Every commit should include the version number (which should be incremented, and the associated string version included in the code files changed accordingly). Therefore, when any saved model is loaded it is straightforward to see which version of the code that model used.
The code should be well-commented, meaning that the comments in the code should be informative enough that anyone even without a technical background should be able to understand how the code works by the comments alone. The first lines in every file should be a triple-quoted string that documents the file so that anyone can type
import filename
print(filename.__doc__)
and have the contents of that file summarized. It should include a paragraph(s) summary, a list of any objects, methods, a contributor list, and a version history.

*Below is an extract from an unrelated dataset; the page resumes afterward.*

PR #1119, opened 2023-02-09
Add helper document for F# developers coming to Wake

bmitc:
* Renamed `from-scala.adoc` to `wake-for-scala-developers.md`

Any function should also have its first line be a triple-quoted string so that the lines of code
from filename import func
from filename import ExampleObject
myObject = ExampleObject(params)
print(func.__doc__)
print(myObject.method.__doc__)
provide information on what the method does. It should provide a line summary of the method purpose, a list of parameters (if any), and what the method returns. All of these should have type and default value (if any) included.
Any object methods that are not meant to be used by a biologist should begin with an underscore.
Every single object should have the __repr__ implemented so that the line
print(myObject)
should actually provide meaningful information to the user. At a minimum it should provide the version number and creation date of the object.